## Dataset entries:
PR #498, opened 2022-02-14
Verify signatures in candidate images before accepting them from staging 

puerco:
#### What type of PR is this?

/kind feature

This PR adds the signature verification code to the container image promoter.

After parsing and calculating the images to promote, the promoter will now check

## About this exercise:
Read through the entries above, and wherever a line holds the string "promoter", copy it.

## Task result:
This PR adds the signature verification code to the container image promoter.
After parsing and calculating the images to promote, the promoter will now check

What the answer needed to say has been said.